Your reply should be a single number, the count of lines in the records that contain "something".

==== Records ====

Issue #138, opened 2024-11-14
Mega Feature: Add kro cli


candonov:
### Feature Description

**Problem Statement**:
Add a cli for kro and integrate it with `kubectl`.

**Proposed Solution**:

The cli should support a diff functionality using `--dry-run`:
```
kubectl kro apply -f <updatdRG>.yaml --dry-run
kubectl kro apply -f <updatedInstance>.yaml --dry-run
```
It should also show the chain dependent resources of an instance and their statuses: 
```
NAME                                  STATE    SYNCED   AGE
webappInstance                        ACTIVE   True     42h
       ├── deployment                 ACTIVE   True     42h
       ├── service                    ACTIVE   True     42h
       └── ingress                    ACTIVE   True     42h
```

**Alternatives Considered**:

**Additional Context**:

* Please vote on this issue by adding a 👍 [reaction](https://blog.github.com/2016-03-10-add-reactions-to-pull-requests-issues-and-comments/) to the original issue
* If you are interested in working on this feature, please leave a comment

amirahav:
We believe that the biggest benefits of having the CLI would be around schema validation, linting of the expression language, having an ability of doing a dry-run on the ResourceGroup as well as an ability to produce the complete CRD that would be generated by the ResourceGroup.

In addition, it would be beneficial if there would be a way to view the effects of changes to the `ResourceGroup` on the instances prior to the `ResourceGroup` changes being made. eg, there is a proposed change to the `ResourceGroup` it would be very helpful to know how that change would affect all the instances of that `ResourceGroup`.

ikchifo:
I'm interested in working on this. @a-hilaly @candonov

darrenlavery91:
I would like to work on this also, @candonov I would also like to work on ansible plugins, once the cli bit works great...

PR #371, opened 2025-03-10
feat: Fine-grained RBAC in the Helm chart

### LINKED ISSUE #230: Fine-grained RBAC controls in the Helm chart
### Feature Description

**Problem Statement**:
The Helm chart currently creates a cluster role with full permissions on everything, and a cluster role binding to the KRO service account for that cluster role; while practical, it is also going to be way overspecified in most production environments. The Helm chart should support more fine-grained control of permissions assigned to KRO - or, at least, support turning off the super-admin permissions and allow the user to manage RBAC separately.

**Proposed Solution**:
A parameter to the Helm chart that turns off cluster-level RBAC for KRO, with documentation for how to set up permissions manually.

**Alternatives Considered**:
The Helm chart could also be given parameters for exactly what permissions to include in the role, but that is probably no easier to specify than just using the RBAC resources directly, so not sure if it's worth the complexity in the chart.

tomasaschan:
This PR introduces a new scheme for configuring RBAC through the Helm chart.

The basic approach mimics [what Kyverno does](https://kyverno.io/docs/installation/customization/#role-based-access-controls), so there is some industry precedent for this approach, and the aggregation feature it relies on is [long-time supported in Kubernetes](https://kubernetes.io/docs/reference/access-authn-authz/rbac/#aggregated-clusterroles).

To enable this in your deployment, set

```yaml
rbac:
  legacy: false
```

in your `values.yaml` file. You'll then need to create `ClusterRole`s with the label `rbac.kro.run/aggregate-to-controller: "true"` to grant any access you want to give Kro outside the bare-minimum set of permissions the Helm chart will now include.

Fixes #230.

### DIFF
--- a/helm/templates/cluster-role.yaml
+++ b/helm/templates/cluster-role.yaml
@@ -4,12 +4,12 @@ metadata:
   annotations:
     kubernetes.io/description: |
 {{- if .Values.rbac.legacy }}
-      This ClusterRole grants cluster-wide admin access for the Kro controller.
+      This ClusterRole grants cluster-wide admin access for the kro controller.
 {{- else }}
-      This ClusterRole grants access for the Kro controller.
+      This ClusterRole grants access for the kro controller.
 
-      The Kro installation comes with enough for the controller to run, and start watching the relevant resources
-      (e.g. ResourceGraphDefinitions), but in order to allow Kro to create and manage other types of resoruces you
+      The kro installation comes with enough for the controller to run, and start watching the relevant resources
+      (e.g. ResourceGraphDefinitions), but in order to allow kro to create and manage other types of resoruces you
       must manually grant access to those separately.
 
       The easiest way to accomplish this is to create a new ClusterRole with the label `rbac.kro.run/aggregate-to-controller: "true"`
@@ -37,7 +37,7 @@ kind: ClusterRole
 metadata:
   annotations:
     kubernetes.io/description: |
-      This ClusterRole grants access for the Kro controller to resources it always needs access to.
+      This ClusterRole grants access for the kro controller to resources it always needs access to.
   labels:
     {{- include "kro.labels" . | nindent 4 }}
     rbac.kro.run/aggregate-to-controller: "true"
--- a/helm/templates/cluster-role.yaml
+++ b/helm/templates/cluster-role.yaml
@@ -15,10 +15,10 @@ metadata:
       The easiest way to accomplish this is to create a new ClusterRole with the label `rbac.kro.run/aggregate-to-controller: "true"`
       which will be automatically aggregated into this one.
 {{- end }}
-  name: {{ include "kro.fullname" . }}{{- if .Values.rbac.legacy -}}-cluster-role{{- else -}}:controller{{- end }}
+  name: {{ include "kro.fullname" . }}{{- if eq .Values.rbac.mode "unrestricted" -}}-cluster-role{{- else -}}:controller{{- end }}
   labels:
     {{- include "kro.labels" . | nindent 4 }}
-{{ if .Values.rbac.legacy -}}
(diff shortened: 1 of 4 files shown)


helm/values.yaml
```diff
@@ -31,6 +31,9 @@ serviceAccount:
   # If not set and create is true, a name is generated using the fullname template
   name: ""
 
+rbac:
+  legacy: true
```
a-hilaly: how about we use a different name than `.Values.rbac.legacy`? perhaps something like `rbac.fullAccess`/`rbac.restrictive/rbac.permissive`

since kro is still in alpha, the term "legacy" implies the current approach is outdated. we could use a slightly more neutral terminology to frame these as two valid configuration options during the alpha phase rather than suggesting one is deprecated.

Otherwise, the implementation looks clean :)

helm/templates/cluster-role.yaml
```diff
@@ -1,13 +1,72 @@
 apiVersion: rbac.authorization.k8s.io/v1
 kind: ClusterRole
 metadata:
-  name: {{ include "kro.fullname" . }}-cluster-role
+  annotations:
+    kubernetes.io/description: |
+{{- if .Values.rbac.legacy }}
+      This ClusterRole grants cluster-wide admin access for the Kro controller.
+{{- else }}
+      This ClusterRole grants access for the Kro controller.
```
a-hilaly: tiny nit: we "try" to standardize on using `kro` (lowercase) throughout our documentation and code.
```suggestion
      This ClusterRole grants access for the kro controller.
```

(I just did a quick search and it looks like we still using `Kro` in some other areas of the code base.. we'll have to fix that)

a-hilaly (commented):
Awesome, thank you @tomasaschan !

I left two comment below, PTAL

helm/values.yaml
tomasaschan: Yeah, I felt already when creating this that the naming here isn't great. I'll come up with something less value-laden!

tomasaschan: Revamped this to be `rbac.mode: unrestricted` (current behavior) or `rbac.mode: aggregation` (new, recommended, behavior) instead; that's more descriptive and less value-laden.

tomasaschan:
I realized that the static role might not quite contain all it needs yet - for example, permission to manage CRDs is missing. I'm gonna run some tests to see what breaks when I try to actually run this with a few RGDs in place.

helm/values.yaml
```diff
@@ -31,6 +31,18 @@ serviceAccount:
...
+  # Specifies how to manage access for kro in the cluster
+  # Two modes are currently supported:
+  # - unrestricted: Grants cluster-wide full access to all resources
+  # - aggregation: Grants a minimal set of permissions for kro to manage its own
+  #                resources, and additionally aggregates ClusterRoles with the
+  #                label `rbac.kro.run/aggregate-to-controller: "true"` to allow
+  #                kro users to extend kro's permissions.
+  # Recommended setting is aggregation, but unrestricted remains the default for
+  # backwards compatibility.
+  mode: unrestricted
```
a-hilaly, line 44: Love this, i'm thinking in the future we can add another option `impersonation-only` that only kro permissions to impersonate other service accounts and delegates that to admins.

tomasaschan:
@a-hilaly Unless you have further comments or suggestions, I think this is ready to go :)

a-hilaly:
Thank you @tomasaschan!

Slightly related, i think this will play nicely with https://github.com/a-hilaly/kro/blob/kro-cli/cmd/kubectl-kro/generate/rbac/rbac.go.

tomasaschan:
@a-hilaly That looks very nice!

Any chance you'd wanna do whatever patches you want to those CLI features and send them as a PR to here, so they don't just live in your fork? I think that'd make it easier to ensure there's not too much double-work happening in the context of #138.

====

◆ Solution to this exercise
2